Send back all of the data, word for word.
"""
PR #5260, opened 2023-09-02
Create dhis2 indentifiers for ethiopia facilities

govindkrjoshi:
**Story card:** [sc-10341](https://app.shortcut.com/simpledotorg/story/10341/configure-all-facilities-in-production)

## Because

We need to configure the dhis org unit ids as facility business identifiers

Source: https://docs.google.com/spreadsheets/d/1FHbXkbXd8EMe0qqoSOzdMLic374vlWE3uFKRkn_cOew/edit#gid=0
## This addresses

- Adds a data migration that runs only in **Ethiopia production** and creates the necessary facility business identifiers
- It also fixes as typo in the rake task

## Test instructions
- Create facilities locally with the same ids present in Ethiopia production
```ruby
# run the following commands in a rails console
require 'factory_bot_rails'
def common_org; @common_org ||= Organization.find_or_create_by!(name: "Common Test Organization"); end
require './db/data/20230831064255_add_facility_business_identifiers_in_ethiopia.rb'
AddFacilityBusinessIdentifiersInEthiopia::FACILITY_IDENTIFIERS.keys.each { |id| FactoryBot.create(facility: id: id) }
```
- Run the data migration 
```bash
DEFAULT_COUNTRY=ET SIMPLE_SERVER_ENV=production rake data:migrate
``` 
- Verify the facility business identifiers are create correctly according to the source.

### DIFF
--- a/db/data/20230831064255_add_facility_business_identifiers_in_ethiopia.rb
+++ b/db/data/20230831064255_add_facility_business_identifiers_in_ethiopia.rb
@@ -1,0 +1,103 @@
+# frozen_string_literal: true
+
+class AddFacilityBusinessIdentifiersInEthiopia < ActiveRecord::Migration[6.1]
+  FACILITY_IDENTIFIERS = {
+    "20b9225f-c1be-4585-882f-45f6d8160174" => "HCIjxskLtAy",
+    "8e9098a3-ba71-438c-96b8-17a9b85a8feb" => "k0NDQTXTSkD",
+    "0ee397aa-66c4-42ea-879c-19378d66cbfa" => "hBM37JUG2mJ",
+    "2e722691-b75c-46e1-a960-43eb795a2408" => "iBzxf4Kbomn",
+    "3993765b-1ec6-48f4-aa49-bf3203c9cfc7" => "SZoLvBrQ4rJ",
+    "7c4eccd9-6b5d-4c54-ad59-e9d72e935462" => "dSLlwKmF6hP",
+    "97b674a3-7889-492e-903a-4e913628bebc" => "sBLijW98tkD",
+    "27288d0c-73ff-42d9-984c-f85148a0a44c" => "GIrO4Vy5AU8",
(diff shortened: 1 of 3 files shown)


db/data/20230831064255_add_facility_business_identifiers_in_ethiopia.rb
```diff
@@ -0,0 +1,102 @@
...
+    end
+
+    FACILITY_IDENTIFIERS.each do |simple_id, dhis2_org_id|
+      facility = Facility.find_by(id: simple_id)
+      unless facility.present?
+        print "Facility not found: id #{simple_id}"
+        next
+      end
+
+      facility.business_identifiers.find_by(
```
olttwa, line 96: This down command will delete records which were not created by this migration because of the `find_or_create_by` command. We can include a `created_at` > 4 Sep to avoid that, maybe.

db/data/20230831064255_add_facility_business_identifiers_in_ethiopia.rb
```diff
@@ -0,0 +1,102 @@
...
+        identifier_type: :dhis2_org_unit_id,
```
olttwa, line 97: Not a review comment, just a doubt. 

> What is difference between identifier types `dhis2_org_unit_id` & `external_org_facility_id`?

olttwa (commented):
No major blockers, just 1 comment & 1 doubt.

db/data/20230831064255_add_facility_business_identifiers_in_ethiopia.rb
govindkrjoshi: dhis2_org_unit_id are org_unit_ids of the corresponding facility.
"""
Task result
PR #5260, opened 2023-09-02
Create dhis2 indentifiers for ethiopia facilities

govindkrjoshi:
**Story card:** [sc-10341](https://app.shortcut.com/simpledotorg/story/10341/configure-all-facilities-in-production)

## Because

We need to configure the dhis org unit ids as facility business identifiers

Source: https://docs.google.com/spreadsheets/d/1FHbXkbXd8EMe0qqoSOzdMLic374vlWE3uFKRkn_cOew/edit#gid=0
## This addresses

- Adds a data migration that runs only in **Ethiopia production** and creates the necessary facility business identifiers
- It also fixes as typo in the rake task

## Test instructions
- Create facilities locally with the same ids present in Ethiopia production
```ruby
# run the following commands in a rails console
require 'factory_bot_rails'
def common_org; @common_org ||= Organization.find_or_create_by!(name: "Common Test Organization"); end
require './db/data/20230831064255_add_facility_business_identifiers_in_ethiopia.rb'
AddFacilityBusinessIdentifiersInEthiopia::FACILITY_IDENTIFIERS.keys.each { |id| FactoryBot.create(facility: id: id) }
```
- Run the data migration 
```bash
DEFAULT_COUNTRY=ET SIMPLE_SERVER_ENV=production rake data:migrate
``` 
- Verify the facility business identifiers are create correctly according to the source.

### DIFF
--- a/db/data/20230831064255_add_facility_business_identifiers_in_ethiopia.rb
+++ b/db/data/20230831064255_add_facility_business_identifiers_in_ethiopia.rb
@@ -1,0 +1,103 @@
+# frozen_string_literal: true
+
+class AddFacilityBusinessIdentifiersInEthiopia < ActiveRecord::Migration[6.1]
+  FACILITY_IDENTIFIERS = {
+    "20b9225f-c1be-4585-882f-45f6d8160174" => "HCIjxskLtAy",
+    "8e9098a3-ba71-438c-96b8-17a9b85a8feb" => "k0NDQTXTSkD",
+    "0ee397aa-66c4-42ea-879c-19378d66cbfa" => "hBM37JUG2mJ",
+    "2e722691-b75c-46e1-a960-43eb795a2408" => "iBzxf4Kbomn",
+    "3993765b-1ec6-48f4-aa49-bf3203c9cfc7" => "SZoLvBrQ4rJ",
+    "7c4eccd9-6b5d-4c54-ad59-e9d72e935462" => "dSLlwKmF6hP",
+    "97b674a3-7889-492e-903a-4e913628bebc" => "sBLijW98tkD",
+    "27288d0c-73ff-42d9-984c-f85148a0a44c" => "GIrO4Vy5AU8",
(diff shortened: 1 of 3 files shown)


db/data/20230831064255_add_facility_business_identifiers_in_ethiopia.rb
```diff
@@ -0,0 +1,102 @@
...
+    end
+
+    FACILITY_IDENTIFIERS.each do |simple_id, dhis2_org_id|
+      facility = Facility.find_by(id: simple_id)
+      unless facility.present?
+        print "Facility not found: id #{simple_id}"
+        next
+      end
+
+      facility.business_identifiers.find_by(
```
olttwa, line 96: This down command will delete records which were not created by this migration because of the `find_or_create_by` command. We can include a `created_at` > 4 Sep to avoid that, maybe.

db/data/20230831064255_add_facility_business_identifiers_in_ethiopia.rb
```diff
@@ -0,0 +1,102 @@
...
+        identifier_type: :dhis2_org_unit_id,
```
olttwa, line 97: Not a review comment, just a doubt. 

> What is difference between identifier types `dhis2_org_unit_id` & `external_org_facility_id`?

olttwa (commented):
No major blockers, just 1 comment & 1 doubt.

db/data/20230831064255_add_facility_business_identifiers_in_ethiopia.rb
govindkrjoshi: dhis2_org_unit_id are org_unit_ids of the corresponding facility.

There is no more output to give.